Good luck! Look forward to it!


----------



## msheehan (Jan 28, 2011)

wow thats gunna look sick cant wait to see progress


----------



## VR6 NRG (Apr 23, 1999)

just a few updated crappy cell phone pics cause everyone loves pics
This is the air tank with the first traces of Ipanema brown anywhere on the car...
i had him paint the eXo mounts in gloss black too.
























the pics were taken in a small room without much light but i was told when out in the sun the color looks amazing.


----------



## vwb5t (Jun 23, 2008)

Where are you putting the tank?


----------



## VR6 NRG (Apr 23, 1999)

Prominently displayed in the trunk. The Cabrio trunk is so small anyhow I may as well use it up. 
The optima battery will go in the spare tire well. 
With the exo mounts being used I want all that stuff to be seen and not hidden.


----------



## vwb5t (Jun 23, 2008)

thats the issue i have with mine, i wanna still use my trunk cause i use my cabrio alot for vacations but there is no good place for a tank. i might just go with a small 3 gallon and hope for the best.

looks good so far, i cant wait till i get a chance to start working on mine and get a bigger turbo in it.


----------



## VR6 NRG (Apr 23, 1999)

this car will be a 2-3 day a week driver so i don't really need the trunk. I have a 2012 TT coupe to drive every day and 2 other roommates cars in the house if anything needs to be hauled around.

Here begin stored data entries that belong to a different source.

PR #8266, opened 2020-05-08
refactor(css): calculate correct location data for value-* nodes

thorn0:
Once all the nodes have the correct location data (`selector-*` and `media-*` are TBD), it'll be possible to use Prettier's comment attachment logic for CSS like discussed in #3905. Here's the plan:

- Have correct location data in the AST.
- Preparse the input with a simple parser (similar to what we already have in `language-css/loc.js`, see `replaceQuotesInInlineComments` there) and collect comments.
- Remove the comments from the input, so that the `postcss-*` parsers don't have to deal with them.
- Use the comment attachment logic like it's done for JS.

A big problem here is that it's not always possible to remove a comment safely (e.g. [`div/**/span`](https://mobile.twitter.com/thorn0/status/1257251001448398854)), so some of them will have to stay and be handled the way they're handled now. But at least all SCSS and LESS single line comments are safe to remove.

### DIFF
--- a/src/language-css/loc.js
+++ b/src/language-css/loc.js
@@ -5,6 +5,9 @@ const { getLast, skipEverythingButNewLine } = require("../common/util");
 
 function calculateLocStart(node, text) {
   if (node.source) {
+    if (typeof node.source.sourceIndex === "number") {
+      return node.source.sourceIndex; // value-* nodes have this
+    }
     return lineColumnToIndex(node.source.start, text) - 1;
   }
   return null;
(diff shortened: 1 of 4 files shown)


src/language-css/loc.js
```diff
@@ -25,26 +28,68 @@ function calculateLocEnd(node, text) {
...
-  if (node && typeof node === "object") {
-    if (node.source) {
-      node.source.startOffset = calculateLocStart(node, text);
-      node.source.endOffset = calculateLocEnd(node, text);
+  if (node.source) {
+    node.source.startOffset = calculateLocStart(node, text);
+    node.source.endOffset = calculateLocEnd(node, text);
+  }
+
+  for (const key in node) {
```
fisker, line 36:
```suggestion
  for (const [key, child] of Object.entries(node)) {
```

src/language-css/loc.js
```diff
@@ -25,26 +28,68 @@ function calculateLocEnd(node, text) {
...
+    const child = node[key];
```
fisker, line 37:
```suggestion
  for (const [key, child] of Object.entries(node)) {
```

thorn0: I'm not sure about the performance impact of this change.

fisker: `for...in` is faster.

PR #8274, opened 2020-05-10
Add arm-template to vscodeLanguageIds of JSON and JSONC

bergmeister:
Related: https://github.com/microsoft/vscode-azurearmtools/issues/465
Second attempt after https://github.com/prettier/prettier-vscode/pull/1335

cc @ntotten 

### DIFF
--- a/src/language-js/index.js
+++ b/src/language-js/index.js
@@ -47,7 +47,7 @@ const languages = [
   createLanguage(require("linguist-languages/data/JSON"), (data) => ({
     since: "1.5.0",
     parsers: ["json"],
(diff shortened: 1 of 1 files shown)


thorn0:
It should be added only to one language. To `jsonc` I guess. Also you need to run `yarn test -u` to update snapshots.

However, if this language has syntax incompatible with JSON, it should be implemented as a Prettier plugin. If we merge this change now, and someone creates a plugin later, will the VS Code extension use that plugin or will it still associate this language with the `json` parser? I'm not sure.

fisker:
Close due to age.

Issue #6921, opened 2019-11-11
Revisit function literal heuristic in Prettier 1.19


rassie:
**Prettier 1.19.1**
[Playground link](https://prettier.io/playground/#N4Igxg9gdgLgprEAuEBnGAnOBDAtgRgBIA6ABwEtS4AKAHSgAIGB3cmACwBlt50AxDBFzV0WPACZCASgA09JgBNy6clDAwAqrHIAbAMLtsUAOZwF1WfIYK4AIwgBXNXAAq5XDQCsABin0-UCAyIBCkMOTQqMig2BiCzAAKsQhRKNgAbhDkCkEgthjYYADWcDAAyqSFqsbImA5wwewwuDoA6uxscKiVYHBlKWzk6WwAnsjgqFHBqqhwGDAJBca42MgAZtg6s8EAVqgAHgBCBcWlZXhwnKpw65vbIHv7ZdU6cACKDhDwt1sNIJUYWYYca2bC2OA6XKkQSzVoFUjjaFdObpG7BACOn3gi1CqRA2FQAFooHAzGZclhMeQsItsMtVkgNr9grNcORahh6iyXu8sTckHU-jAwa1shxkOJgphsLpqnohCtxlBoGiQA5Zi4wakmfd0vUAJJQGywMpgDCUGAAQSNZRgI1eP3u0NUMFFCnFSHw3m8AF8fUA)
```sh
--parser babel
--print-width 100
--single-quote
```

**Input:**
```jsx
stream1$.pipe(
  withLatestFrom(stream2$),
  distinctUntilChanged(),
  debounceTime(50)
)

```

**Output:**
```jsx
stream1$.pipe(withLatestFrom(stream2$), distinctUntilChanged(), debounceTime(50));

```

**Expected behavior:**
Function literal heuristic introduced in https://github.com/prettier/prettier/pull/6033 is insufficient for RxJS, since it ignores a lot of operators which at their core are functional compositions, but not in syntax. I don't have a solution proposal, but it's breaking existing (and expected) behavior right now.

thorn0:
The output looks perfectly readable to me.

rassie:
[...]

PR #8300, opened 2020-05-13
Functional composition experiments

thorn0:
Playing with different ideas to address #6921.

Or test it locally: **`npm install thorn0/prettier#functional-composition-experiments`**


fisker:
Run this on our code base, result https://github.com/fisker/prettier/pull/429/files

fisker:
Accept this?

evilebottnawi:
```
`${new Date()
    .toISOString()
    .replace(/T.+/, "")}-${version}.md`
```

Ugly

fisker:
> ```
> `${new Date()
>     .toISOString()
>     .replace(/T.+/, "")}-${version}.md`
> ```
> 
> Ugly

This one seems not related. It's changed by #7889

[#7889 Playground](https://deploy-preview-7889--prettier.netlify.app/playground/#N4Igxg9gdgLgprEAuEADAJMKcDuACAEQEN4AKASgDoYIBJAZQHl6YAnASygHMLLW4ADgBsiYOKQD0AFUoBqCQBo8AHRCryAXwC0mAG5xWAZ3bQNlALYATVCAUgIAmCaiHkoIq1YQcABQ8JXFCIhHCIAT1c7ACNWUQBrOBh6AVFOLmQ2AFc4OwALGHMhAHVc9nhDFLF6ALL2XTKw5HBDSJBOQwMYH1iucyJkADNgjrsAK0MADwAhWLAEpKJzOAAZTjhB4ZyQcYn6NKE4AEVMiHgNoRGQFKMDJqiiKLghWyuOWCL2Sxhc5AAOAAY7AIvB0irEBE1gXAOqx9C8AI4neDdByBEBEQxabBwSw4l78RHsfjdIi9fpIIYXLYdczsDKsbJ2YzcA7HU7rCmbOwwB4fL4-JAAJm5sXYQjSAGEIOY+k1oQBWF6ZDpSB6BSmXXTZWhQXGwehgDiOACCupYYQO5w6Gg0QA)

brodybits:
Definitely looks like a positive change to me. Wouldn't this looks like a breaking change to some users?

thorn0:
> `${new Date()`
> This one seems not related. It's changed by #7889

Yes. I wonder what to do with it. Should we special-case `Date` to exempt it from the "always break constructor-call headed chains" rule or is it better to disable that rule inside template literals?

thorn0:
As for this PR, what do you all think the reformatting of the `mapDoc` calls? E.g. here:
https://github.com/fisker/prettier/pull/429/files#diff-b943e07d378ae28b03b5ebd46e7e86ac
Does that look okay? I'm not sure.

thorn0:
@brodybits 

> Wouldn't this looks like a breaking change to some users?

Where exactly do you think this change might look unexpected?
Do you have any specific libraries/usage in mind?

brodybits:
> Where exactly do you think this change might look unexpected?

If a massive set of changes would suddenly happen to a code base after a minor update of Prettier, like we would see in Prettier itself (<https://github.com/fisker/prettier/pull/429>), I would be a bit surprised. Or am I too pedantic?

thorn0:
@brodybits I think people are okay with massive changes when these massive changes are perceived as in improvement.

fisker:
> what do you all think about the reformatting of the mapDoc calls?

I think it's good.

karptonite:
> @brodybits I think people are okay with massive changes when these massive changes are perceived as in improvement.

Recall also that, to some extent, this sort of rolls back another "massive" change that appeared in 1.19.

rassie:
Any progress and/or resolution on this one? I've rebased this branch on master and tried running my codebase through it. It's somewhat better than the original, but there are still those weird single-line `pipe`s, which used to be multi-line.

thorn0:
@rassie This PR wasn't meant to change the situation for RxJS pipes as I don't know a solution to it.

src/language-js/print/call-arguments.js
```diff
@@ -253,21 +258,58 @@ function couldGroupArg(arg) {
...
-    !hasComment(lastArg, CommentCheckFlags.Trailing) &&
-    couldGroupArg(lastArg) &&
-    // If the last two arguments are of the same type,
-    // disable last element expansion.
-    (!penultimateArg || penultimateArg.type !== lastArg.type) &&
+
+  if (
+    hasComment(
+      lastArg,
+      CommentCheckFlags.Leading | CommentCheckFlags.Trailing
```
thorn0, line 267: @fisker This doesn't work as expected. Something is wrong inside `hasComment`.

thorn0: I was wrong. Actually, it makes sense. `CommentCheckFlags.Leading | CommentCheckFlags.Trailing` doesn't mean "leading or trailing". It means "leading and trailing".

fisker: Maybe we can add conflicting flags check? eg `Leading`/`Trailing`/`Dangling` and `Dangling`/`Line`

thorn0: Yes, as an assertion removed at build time. Good idea.

PR #8306, opened 2020-05-14
Support multiline shebang

### LINKED ISSUE #7562: Ignore semicolon in shebang
**Prettier 1.19.1**
[Playground link](https://prettier.io/playground/#N4Igxg9gdgLgprEAuEBiAhAegEYEsqYDOAFgDpSnKUAEmmA3NXAB5xi0CuhATjvpggBu1GIQC0UCABM41MWJjcAhlEIAHXABs4Y6JoCe1SgBIADDRMABSuUiqYIhNQC81AIyn6IADQgIamFxoQmRQJW5uCAB3AAVwhBCUJUEIXCkfEGxlMABrOBgAZTUlMHwAc2RFDjhfYhgAW00AdWJceHUSuAKEttxBNv1kcEIQ33xCOG4YGOUy+qVkADMlTQnfACtCZgAhbLzCpXq4ABl8OCWVtZBN5gLy7QBFDgh4C9WakGLuCe4h7CVsHBNBk1Nx8DAmmkYMRkAAOUy+UEQCZNZRqIaguA-QTnXwAR2e8Bm-kSICU4igcDgMnSvm4cAJuHpMyUcwWSGW718E3quEq3Gq3PucCeL3OHMuHxgAMhUmhyAATL5FEotOUAMIQerzIaSSkZLhwAAqAMSnKugmqAEkoDJYAUwGCAgBBW0FGD6bRvCYAXx9QA)
```sh
--parser babel
```

**Input:**
```jsx
#!/bin/sh
":" //; exec /usr/bin/env ts-node --transpile-only "$0" "$@"
const ten = 10;
```

**Output:**
```jsx
#!/bin/sh
":"; //; exec /usr/bin/env ts-node --transpile-only "$0" "$@"
const ten = 10;

```

**Expected behavior:**
```jsx
#!/bin/sh
":" //; exec /usr/bin/env ts-node --transpile-only "$0" "$@"
const ten = 10;
```

Because env is not portable regarding options, A shebang like above is required. The problem is that when Prettier is configured to insert semicolons, the shell is not always happy.

Some shells will print "./example.ts: 2: ./example.ts: //: Permission denied" before executing the script.
There is no good way to add a prettier-ignore there either because not all shells accept "//" comments.

Because of the above reasons, prettier should not insert a semi colon in this case.

fisker:
Fixes #7562

### DIFF
--- a/changelog_unreleased/javascript/pr-8306.md
+++ b/changelog_unreleased/javascript/pr-8306.md
@@ -1,0 +1,19 @@
+#### Ignore semicolon in multiline shebang ([#8306](https://github.com/prettier/prettier/pull/8306) by [@fisker](https://github.com/fisker))
+
+<!-- prettier-ignore -->
+```js
+// Input
+#!/bin/sh
+":" //; exec /usr/bin/env ts-node --transpile-only "$0" "$@"
+const ten = 10;
+
+// Prettier stable
+#!/bin/sh
+":"; //; exec /usr/bin/env ts-node --transpile-only "$0" "$@"
+const ten = 10;
+
+// Prettier master
+#!/bin/sh
+":" //; exec /usr/bin/env ts-node --transpile-only "$0" "$@"
+const ten = 10;
+```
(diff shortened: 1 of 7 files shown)


fisker:
Can't make it work.

PR #12505, opened 2022-03-21
[JavaScript] Add an option to avoid adding line breaks to template literals

JohnnyFangJr:
## Description

Add an option to avoid having Prettier add line breaks in template literal expressions.
There have been many issues opened for template literals in the past, the top issue that's still active is #3368 .
Although that issue's aim is to improve the formatting, the comments are filled with asks to have a configurable option.

I made this PR hastily to test the waters for whether there's a chance this new option would actually get accepted.
After(if) there's initial traction, I'll work my way through the checklist to make this a proper PR.

## Checklist

### DIFF
--- a/docs/options.md
+++ b/docs/options.md
@@ -104,6 +104,19 @@ Note that Prettier never unquotes numeric property names in Angular expressions,
 
 If this option is set to `preserve`, `singleQuote` to `false` (default value), and `parser` to `json5`, double quotes are always used for strings. This effectively allows using the `json5` parser for “JSON with comments and trailing commas”.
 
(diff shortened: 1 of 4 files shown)


i1u5:
I guess the `ignoreTemplateLiterals` option falls under the "great demand" category in your philosophy and I think you guys should consider re-opening this PR and let others contribute to it, feel free to keep the default to `off` if you don't like it but at least give us a choice other than `printWidth` because it negatively affects other functions too and I'd prefer if it stayed at 80.

thongxuan:
"Now that Prettier is mature enough", lol

PR #12519, opened 2022-03-23
[graphql] Add support for printing `SchemaExtension` nodes

trevor-scheer:
## Description

`SchemaExtension` nodes are valid graphql but prettier doesn't currently know how to handle them. This adds the ability to print these nodes.

Worth mentioning:
* `SchemaExtension` doesn't support `description` the way `SchemaDefinition` does
* `node.operationTypes` is optional on `SchemaExtension` whereas it's required on a `SchemaDefinition`
* When `node.operationTypes` is empty, no `{ }` should be printed

Relevant bits in the language spec: https://spec.graphql.org/October2021/#sec-Schema-Extension

## Checklist


fisker (approved):
LGTM. Thank you!

sosukesuzuki (approved):

Issue #12553, opened 2022-03-28
add parentesis on a expression with several compare operators


yukulele:
**Prettier 2.6.1**
[Playground link](https://prettier.io/playground/#N4Igxg9gdgLgprEAuEBDABAXk+gRlnMAbgB0oAGdAHnQDdUAbAVzmvQEZzyiQAaECAAcYAS2gBnZKFQAnGRADuABVkJJKRgtQBPSf1wzUYANZwYAZVQBbOABkRUOMgBmjcXH2GTZ84KMOAc2QYGRZ+OCtcOAATaJjbVCgAplQAuAAxCBkrVBhRJOQ0JhgIPhAACxgrBgB1cpF4cT8wOHM1BpFaBu1CsHE9EAd3GRglQwCclzcPEAArcQAPc0CGOABFJgh4KYZ3fj8ZYcLcVCiGMsEZBxgakWiYcuQADnJ9+Xcaw0FCy7hh2ic-AAjpt4GMhOo0OIALSOGIxMoyOAgkRIsapSZIVy7GbuKwiYKhXErdagpxY6b8GCnW73R5IABMVMMIgYgQAwhArJiQH8AKxlJjuAAqp3U2L2IFoLAAklA4rBzGArsIAILy8wwbSrHbuAC+eqAA)

```sh
--parser babel
```

**Input:**

```jsx
a == b == c;
0 < value < 100;

```

**Output:**

```jsx
(a == b) == c;
0 < value < 100;

```

it may suggest that this code is equivalent to
```jsx
0 < value && value < 100
```

**Expected behavior:**
```jsx
(a == b) == c;
(0 < value) < 100;

```

PR #12564, opened 2022-03-31
Draft: Parenthesize compare sequence

niklasvatn:
## Description

I have made changes in `shouldFlatten` to sequences of compare expressions parenthesized like in #12553. 

## Checklist

As of now, it is not working properly. The test that I added fails when the leftmost operator is less/greater than or equal and the right is less/greater than. My knowledge of the test infrastructure is not good enough to understand what goes wrong there.

Also, some flow code seems to be broken by this and if I am to continue on this I would appreciate some suggestions that I could make to fix this.


tests/format/flow/typeapp-call/__snapshots__/jsfmt.spec.js.snap
```diff
@@ -27,18 +27,18 @@ f?.<T>(e);
 =====================================output=====================================
 //@flow
 f<T>();
-f < T > <U></U>;
+(f < T) > <U></U>;
```
niklasvatn, line 30: This is an issue, does someone have a suggestion on how to distinguish between this scenario and a sequence of comparison?

tests/format/misc/errors/js/async-await/__snapshots__/jsfmt.spec.js.snap
```diff
@@ -15,7 +15,7 @@ exports[`snippet: #0 [acorn] format 2`] = `
 `;
 
 exports[`snippet: #0 [babel] format 1`] = `
-"'await' is only allowed within async functions and at the top levels of modules. (2:20)
+"'await' is not allowed in async function parameters. (2:20)
```
niklasvatn, line 18: These diffs look a bit odd to me.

so losing the trunk space wasn't a big concern for me. i have the back seat if i go on a short trip to put ****


----------



## Plain (Jun 14, 2004)

Subscribed. opcorn:


:thumbup:


----------



## ering2010 (Aug 19, 2007)

when i painted my tank, i had a hard time putting the exo mount on the tank without scratching the hell out of it. I hope you dont have the same issue. :thumbup:

looking good though!


----------



## VR6 NRG (Apr 23, 1999)

ering2010 said:


> when i painted my tank, i had a hard time putting the exo mount on the tank without scratching the hell out of it. I hope you dont have the same issue. :thumbup:
> 
> looking good though!


i didn't think of that. i will try and line the under side of the hoop brackets with sticky felt or something


----------



## VR6 NRG (Apr 23, 1999)

some minor picture updates 

air tank finally out in the sun. lordy this is a gorgeous color 

















and the GTI started getting taken apart today 
















and i was just texted this picture the engine is out. new Euro Enginuity reinforced oil pan and 2.9L clone fully polished manifold will go on tomorrow. 








thats all for now


----------



## VR6 NRG (Apr 23, 1999)

figured i would update with some pics.
this coming weekend the AccuAir system is scheduled to be installed.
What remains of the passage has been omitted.